My number one intention for becoming a psychologist and psychology professor has always been to help people live a better life, no matter their life circumstances. And since there are only so many hours in a day, I’m always looking for new ways to reach and teach as many people as I can. All at once, if possible.
Which is why I created a Psychology Tips Playlist on my YouTube Channel that I contribute to often.
Psychology Thought for the Day
The purpose of my psychology YouTube Channel is to share key lessons from my three hour psychology lessons in as little as three to five minutes.
Giving people far and wide access to virtual classes, especially those who don’t have the money or means to an undergraduate education. I know how busy everyone is. And I love a good challenge!
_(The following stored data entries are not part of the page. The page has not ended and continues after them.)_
PR #2811, opened 2023-12-26
Broker pallet: fix interlacing

Szegoo:
With the current code, when a user interlaces their region, the end result will be three regions in the state:
- the non-interlaced region
- first part of the interlaced region
- second part of the interlaced region

The existing implementation retains the non-interlaced region in the state, leading to a problematic scenario:

1. User 1 acquires a region from the market.
2. User 1 then interlaces this region.
3. Subsequently, User 1 transfers one part of the interlaced regions to User 2.
Despite this transfer, User 1 retains the ability to assign the entire original non-interlaced region, which is inconsistent with the fact that they no longer own one of the interlaced parts.

This PR resolves the issue by removing the original region, ensuring that only the two new interlaced regions remain in the state.

### DIFF
--- a/prdoc/pr_2811.prdoc
+++ b/prdoc/pr_2811.prdoc
@@ -1,0 +1,13 @@
+title: "Interlacing removes the region on which it is performed."
+
+doc:
+  - audience: Runtime User
+    description: |
+      The current implementation of the broker pallet does not remove
+      the region on which the interlacing is performed. This can create
+      a vulnerability, as the original region owner is still allowed to 
+      assign a task to the region even after transferring an interlaced
+      part of it.
+
+crates:
+  - name: "pallet-broker"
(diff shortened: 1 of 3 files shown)


cuteolaf (approved):

bkchr (approved):

ggwpez (approved):

seadanda (approved):

Szegoo:
@bkchr If no issues with the PR may we proceed with merging it?

MarBro33:
> With the current code, when a user interlaces their region, the end result will be three regions in the state:
> - the non-interlaced region
> - first part of the interlaced region
> - second part of the interlaced region
> 
> The existing implementation retains the non-interlaced region in the state, leading to a problematic scenario:
> 
> 1. User 1 acquires a region from the market.
> 2. User 1 then interlaces this region.
> 3. Subsequently, User 1 transfers one part of the interlaced regions to User 2.
> Despite this transfer, User 1 retains the ability to assign the entire original non-interlaced region, which is inconsistent with the fact that they no longer own one of the interlaced parts.
> 
> This PR resolves the issue by removing the original region, ensuring that only the two new interlaced regions remain in the state.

I also include videos of psychology interviews, workshops, and keynote speeches.
You will hear the remarkable stories of teachers, social workers, and principals who suffered greatly through illness, injuries, and difficult pregnancies.
Eventually rising up (with time and support) to greater heights in their current lives.
Hear Their Stories in Video Below:
What is Post Traumatic Growth?
Post traumatic growth (PTG) can be defined as positive personal changes that result from the survivor’s struggle to deal with trauma and its psychological consequences.
The process of post traumatic growth can lead to 1. improved relationships, 2. more compassion, 3. openness, 4. appreciation for life, 5. spiritual growth, 6. personal strength, and 7. a renewed sense of possibilities in the world.
The audience was filled a very special group of people. Individuals that have been battling the chronic condition of Inflammatory bowel disease (IBD) their whole lives.
Optimism and Health Empowerment
Inflammatory bowel disease (IBD) describes a group of conditions, the two main forms of which are Crohn’s disease and ulcerative colitis. IBD also includes indeterminate colitis.
Crohn’s disease and ulcerative colitis are diseases that inflame the lining of the GI (gastrointestinal) tract and disrupt your body’s ability to digest food, absorb nutrition, and eliminate waste in a healthy manner.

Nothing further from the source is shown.